Flucloxacillin is a β-lactam penicillin commonly used in the treatment of bone and soft tissue infections. In a recent porcine study, we found surprisingly low time for which the free concentration was maintained above the minimal inhibitory concentration (fT>MIC) in bone and soft tissue, following flucloxacillin oral (PO) and intravenous (IV) administration at 1g every 6h (q6h). In addition to plasma, sampling was obtained from subcutaneous tissue, knee joint, cancellous bone and cortical bone, using microdialysis. To identify flucloxacillin dosing regimens that result in theoretically therapeutic concentrations, we developed a population pharmacokinetic (PK) model for the porcine data, and combined it with a human flucloxacillin population PK model for simulations.

Methods

A four-compartment model was developed, and various dosing regimens and modes of administration were simulated. Predicted concentrations were compared to %fT>MIC (0.5 mg/L and 2 mg/L).

Results

Continuous infusion (CI) resulted in higher %fT>MIC compared to intermittent administration.
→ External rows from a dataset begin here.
Issue #4886, opened 2026-07-21
Once a Watch Path is added can't be removed from UI


juaniz-sds:
### To Reproduce

1. Add a folder to Watch Paths
2. Try to use the UI to remove it
3. Nothing happens

### Current vs. Expected behavior

I recently added a watch path (`server/*`) to my Compose app, exactly as the documentation suggests.

Later, I wanted to change the folder. However, when I tried to remove the path using the UI, it wasn't possible. The UI simply did nothing and triggered no action.

<img width="1649" height="351" alt="Image" src="https://github.com/user-attachments/assets/e55fd233-5390-4d1e-b2b6-d3675a738d6f" />

In case this is helpful to anyone else, I managed to resolve the issue directly from the Dokploy PostgreSQL database. Here are the steps:

1. Access the PostgreSQL container:
docker exec -it $(docker ps --filter name=dokploy-postgres -q)

2. Connect to the database:
psql -U dokploy -d dokploy

3. Find your app's data:
SELECT "composeId", name, "watchPaths" FROM compose;

*(Note: In my case, it was a Compose app, so I queried the `compose` table. You can use the \dt command to list and find the specific table you need).*

4. Clear the watch path for your app:
UPDATE compose SET "watchPaths" = '{}' WHERE name = 'your-compose-app-name';

### Provide environment information

```bash
Operating System: Ubuntu 24.04.4 LTS                          
          Kernel: Linux 6.8.0-110-generic
    Architecture: x86-64
 Dokploy version: 0.29.12
Hosting Provider: Hostinger
```

### Which area(s) are affected? (Select all that apply)

Application

### Are you deploying the applications where Dokploy is installed or on a remote server?

Remote server

### Will you send a PR to fix it?

Maybe, need help

PR #4929, opened 2026-07-28
fix(ui): make interactive icons inside badges clickable again

### LINKED ISSUE #4909: Can't remove a middleware from a domain once it's attached (UI button does nothing)
### To Reproduce

1. Attach a middleware to a domain (in my case, referencing one defined in the Traefik dynamic config, e.g. `something@file`)
2. Go back to edit that domain
3. Try to remove the middleware
4. Nothing happens — no error, no loading spinner, no confirmation, nothing

Tested on both Firefox and Chrome, on Linux, same result on both — so it's not a browser-specific thing.

I hit this after adding a rate-limit middleware to a domain that turned out to be too aggressive (it was rate-limiting normal traffic from a NAS loading a bunch of assets on startup). I wanted to remove the middleware and couldn't.

The only way I found to actually fix it was going directly into Dokploy's own Postgres database and clearing the `middlewares` column on the `domain` table by hand:

```sql
UPDATE domain SET middlewares = ARRAY[]::text[] WHERE host = 'mydomain.com';
```

**Current:** Clicking the remove button next to an attached middleware does nothing. The middleware stays attached, both in the UI on next page load and in the database.

**Expected:** Clicking remove should take the middleware off the domain and update Traefik's dynamic config accordingly, the same way adding one works.

```bash
Dokploy:  v0.29.13
Os: Ubuntu 26.04
Browsers: 
  - Firefox 153.0
  - Chrome  150.0.7871.128
```

Application, Traefik, Docker Compose, Docker

### Additional context

not really a bug but maybe worth considering as a small improvement: the middleware field is a free-text input — you can type literally anything in there, and it just gets saved with no validation against whether that middleware actually exists anywhere in the Traefik config. If you typo the name or reference something that was never defined, Dokploy doesn't warn you at all, it just silently accepts it. Might be worth at least a basic check against the known middleware names, or a dropdown of existing ones instead of a free text field, so it's harder to end up with a domain pointing at a middleware that doesn't exist.

Happy to answer questions or grab logs/version info if it helps track this down.

No

narcisonunez:
## What is this PR about?

the "x" remove button on middleware badges (domain config) and Watch Path badges (all git provider forms) does nothing when clicked: no request, no error, no confirmation, and the item stays there after reload.

 **Shared cause, not two separate bugs.** ( #4909  and #4886 ) `Badge`'s base class includes `[&>svg]:pointer-events-none`, introduced during the Tailwind v4 / shadcn  migration (#4706). This blanket-disables pointer events on *every* SVG  child of a Badge including icons that are explicitly meant to be interactive.

The remove icon's `onClick` handler is correct and was never the problem.

Since the cause is shared, this single change also fixes the identical bug in:

  - Watch Paths: Application git provider forms: GitHub, GitLab, Gitea,
  Bitbucket, generic Git
  - Watch Paths: Compose git provider forms: GitHub, GitLab, Gitea,
  Bitbucket, generic Git
  - Preview Deployments: trigger labels field

There is an existing PR that fixes this issue [4827](https://github.com/Dokploy/dokploy/pull/4827)

## Checklist

closes #4909  and #4886

### DIFF
--- a/apps/dokploy/components/ui/badge.tsx
+++ b/apps/dokploy/components/ui/badge.tsx
@@ -5,7 +5,7 @@ import type * as React from "react";
 import { cn } from "@/lib/utils";
 
 const badgeVariants = cva(
-	"group/badge inline-flex w-fit shrink-0 items-center justify-center gap-1 overflow-hidden rounded-4xl border border-transparent px-2.5 py-0.5 text-xs font-medium whitespace-nowrap transition-all focus-visible:border-ring focus-visible:ring-[3px] focus-visible:ring-ring/50 has-data-[icon=inline-end]:pr-1.5 has-data-[icon=inline-start]:pl-1.5 aria-invalid:border-destructive aria-invalid:ring-destructive/20 dark:aria-invalid:ring-destructive/40 [&>svg]:pointer-events-none [&>svg]:size-3!",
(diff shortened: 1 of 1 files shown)


oscarpergler:
Can confirm, ran into the same problem and ran into this PR when searching for a solution

PR #4934, opened 2026-07-29
fix: preserve special chars in compose env file generation

### LINKED ISSUE #4694: Bug: Critical issue with environment variables
### To Reproduce

When creating some special chars and combinations in the environment variables windows, when using compose, some are not preserved.
Try using $ for example, or compare !"#$%&/()=? on the env variables ui vs final container values, you can end up with `paword` instead of `pa$$word` for example. I even have a situation where an inline json like `THIS_JSON={"val":...{}}` ends up like `THIS_JSON={"val":...{}}}` (Extra closing `}`).

Create critical tests for the env vars pipeline to warrant the values are preserved and `pa$$word` ends as `pa$$word` , including inline JSON, and make it comply.

```bash
Ubuntu 24 server
```

Docker Compose

Both

### Additional context

_No response_

Maybe, need help

9MidhunPM:
Fixes #4694

## Problem
Special characters like `$$`, `#`, `{`, `}` in env var values were being 
interpreted by the shell when writing the `.env` file, causing `pa$$word` 
to become `paword` inside containers.

## Root cause
`getCreateEnvFileCommand` in `packages/server/src/utils/builders/compose.ts` 
was passing env var content through shell interpolation when writing to disk.

## Fix
Base64-encode the env content in Node before passing it to the shell, then 
decode via a quoted heredoc (`<< 'DOKPLOY_EOF'`). The quoted delimiter 
prevents any shell interpolation of the payload.

## Testing
Added `apps/dokploy/__test__/compose/env-file-literals.test.ts` which runs 
the generated bash command and asserts these values survive intact:
- `pa$$word`
- `!"#$%&/()=?`
- `{"nested":{}}`
- `MAIL_PASSWORD="abc#de"`

### DIFF
--- a/apps/dokploy/__test__/compose/env-file-literals.test.ts
+++ b/apps/dokploy/__test__/compose/env-file-literals.test.ts
@@ -1,0 +1,35 @@
+import { execFileSync } from "node:child_process";
+import { mkdirSync, readFileSync, rmSync } from "node:fs";
+import { join } from "node:path";
+import { getCreateEnvFileCommand } from "@dokploy/server/utils/builders/compose";
+import { afterEach, expect, test } from "vitest";
+
+const appName = `env-file-literals-${process.pid}`;
+const appPath = join(process.cwd(), ".docker", "compose", appName);
+
+afterEach(() => rmSync(appPath, { force: true, recursive: true }));
+
+test("writes special environment values literally", () => {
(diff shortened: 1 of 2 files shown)


axellpadilla:
@Siumauricio Isn't this encode/decode a safer approach?

narcisonunez:
This was resolved in another PR. Thanks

For intermittent IV dosing (4, 8 and 12g/24h), fT>MIC (0.5 mg/L) was ≥70% in plasma, and ranged between 42-96% in the sampled tissue in a typical individual. By applying CI, 4g/day was sufficient to achieve ≥98% fT>MIC (0.5 mg/L) in all sampled tissues. For MIC 2 mg/L, ≥50% fT>MIC was only achieved in plasma at CI 8 and 12g/24h and IV 3g q6h.

Conclusions

To reach efficacious flucloxacillin bone and tissue concentrations, dose increment or continuous infusion needs to be considered.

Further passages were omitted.